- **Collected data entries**
- Opening Delimiter -
PR #599, opened 2018-08-22
DE31088: Include the current value of *TabHidden values when they're …

njostonehouse:
…being recalculated.

### DIFF
--- a/src/d2l-filter-menu/d2l-filter-menu.html
+++ b/src/d2l-filter-menu/d2l-filter-menu.html
@@ -212,7 +212,10 @@ Polymer-based web component for the filter menu.
 					type: String,
 					computed: '_computeSearchPlaceholderText(filterStandardDepartmentName)'
 				},
-				_rolesTabHidden: Boolean,
+				_rolesTabHidden: {
+					type: Boolean,
+					value: false
+				},
 				_semestersTabHidden: {
 					type: Boolean,
 					value: false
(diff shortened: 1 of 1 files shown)


src/d2l-filter-menu/d2l-filter-menu.html
```diff
@@ -358,10 +361,13 @@
...
 			},
 			_tabSearchTypeChanged: function() {
+				this._hideInvalidSearchTabs();
+			},
+			_hideInvalidSearchTabs: function() {
 				// If My Courses is grouped by semesters/departments, don't show either of these tabs
 				var semesterOrDepartmentGrouping = this.tabSearchType === 'BySemester' || this.tabSearchType === 'ByDepartment';
-				this._semestersTabHidden = semesterOrDepartmentGrouping && !this._searchSemestersAction;
-				this._departmentsTabHidden = semesterOrDepartmentGrouping && !this._searchDepartmentsAction;
+				this._semestersTabHidden = semesterOrDepartmentGrouping || !this._searchSemestersAction;
```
- Closing Delimiter -
- **The problem**
Give all of the entries again, word for word.

- **Task response**
PR #599, opened 2018-08-22
DE31088: Include the current value of *TabHidden values when they're …

njostonehouse:
…being recalculated.

### DIFF
--- a/src/d2l-filter-menu/d2l-filter-menu.html
+++ b/src/d2l-filter-menu/d2l-filter-menu.html
@@ -212,7 +212,10 @@ Polymer-based web component for the filter menu.
 					type: String,
 					computed: '_computeSearchPlaceholderText(filterStandardDepartmentName)'
 				},
-				_rolesTabHidden: Boolean,
+				_rolesTabHidden: {
+					type: Boolean,
+					value: false
+				},
 				_semestersTabHidden: {
 					type: Boolean,
 					value: false
(diff shortened: 1 of 1 files shown)


src/d2l-filter-menu/d2l-filter-menu.html
```diff
@@ -358,10 +361,13 @@
...
 			},
 			_tabSearchTypeChanged: function() {
+				this._hideInvalidSearchTabs();
+			},
+			_hideInvalidSearchTabs: function() {
 				// If My Courses is grouped by semesters/departments, don't show either of these tabs
 				var semesterOrDepartmentGrouping = this.tabSearchType === 'BySemester' || this.tabSearchType === 'ByDepartment';
-				this._semestersTabHidden = semesterOrDepartmentGrouping && !this._searchSemestersAction;
-				this._departmentsTabHidden = semesterOrDepartmentGrouping && !this._searchDepartmentsAction;
+				this._semestersTabHidden = semesterOrDepartmentGrouping || !this._searchSemestersAction;
```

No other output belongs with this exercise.